I kind of look at the Premier Annual Pass like buying dessert at an all you can eat place.  You can only eat so much.  And you can only spend so much time in the parks (we all only have so much time available, whether it's 2 weeks, 12 weeks or 52 weeks!), and whether it's one park or the other or both, it's still the same amount of time.

Having said that, if they do an incredible deal on the Premier Annual Pass (highly unlikely), we just might jump all over it.


----------



## MauiLea (Sep 16, 2013)

The DVC annual discount helps for the AP. It also helps to get an additional discount for renewal. 

I agree with MichaelColey. We don't typically renew for the next year (even with the discount) because we feel it is better to take A YEAR OFF (or two) so we don't overload on all things Disney.  When we have the AP, we tend to go 4 - 6 weeks over the year and that's plenty for us. We'll take a break before we sign up again. 

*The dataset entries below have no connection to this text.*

PR #356, opened 2024-01-25
Adjust dot size to iterationCount

camillobruni:
Old:
Screenshot 2024-01-25 at 10 43 50

New:
Screenshot 2024-01-25 at 10 42 54

### DIFF
--- a/resources/metric-ui.mjs
+++ b/resources/metric-ui.mjs
@@ -239,8 +239,12 @@ function renderScatterPlot({ values, width = 500, height, trackHeight, xAxisPosi
     // Axis + labels height:
     const axisHeight = 18;
     const axisMarginY = 4;
-    const markerSize = 5;
     const trackMargin = 2;
+    let markerSize = 5;
+    // Auto-adjust markers to [2px, 5px] for high iteration counts:
+    const iterationsLimit = 20;
+    if (values.length > iterationsLimit)
+        markerSize = 1 + (4 / values.length * iterationsLimit);
     // Recalculate height:
     if (height)
         trackHeight = (height - axisHeight - axisMarginY) / trackCount;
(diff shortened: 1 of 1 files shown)


rniwa (approved):

resources/metric-ui.mjs
```diff
@@ -239,8 +239,12 @@ function renderScatterPlot({ values, width = 500, height, trackHeight, xAxisPosi
     // Axis + labels height:
     const axisHeight = 18;
     const axisMarginY = 4;
-    const markerSize = 5;
     const trackMargin = 2;
+    let markerSize = 5;
+    // Auto-adjust markers to [2px, 5px] for high iteration counts:
```
julienw, line 244: I think this comment is outdated from a previous implementation, now it's `[1px, 5px]`

resources/metric-ui.mjs
```diff
@@ -239,8 +239,12 @@ function renderScatterPlot({ values, width = 500, height, trackHeight, xAxisPosi
...
+    const iterationsLimit = 20;
+    if (values.length > iterationsLimit)
+        markerSize = 1 + (4 / values.length) * iterationsLimit;
```
julienw, line 247: I don't mind, but what do you think of a simpler:
```js
const markerSIze = values.length <= 20 ? 5 : 2; // adjust the marker size to the iteraction count
```
But if you prefer your formula that's also fine by me.

resources/metric-ui.mjs
julienw: that said I find 1px is a bit small. Maybe adjusting the formula to use 2px as the minimum would be better. What do you think?
(but my screen has a high dpi without zoom, so maybe that's why).

julienw (approved):

resources/metric-ui.mjs
camillobruni: Switched back to min size = 2px 👍

resources/metric-ui.mjs
camillobruni: The formula seems easy enough IMO (compared the surrounding complexity :P)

We did buy a 10 day, single park per day, NO expiration pass about 3 years ago. We've used 3 days so far. This gives us the flexibility to visit for a day or two, if we don't plan to visit WDW again over a 12 month period.


----------



## chunkygal (Sep 24, 2013)

Slightly off topic...but I went to Disney in early sept and found in an old Disney folder of mine a paper 5 day non expiring park hopper. Asked and it still had 2 days on it! like finding a $20 in your pocket. I paid $204 for it in 2005. Awesome!


----------



## Sea Six (Sep 29, 2013)

I save a few bucks by buying my Florida resident passes at AAA.  We used to get one annual and one season, but now they offer all the discounts with the seasonal pass that they do with the annual pass (shopping, restaurants, etc)  EXCEPT for parking.


----------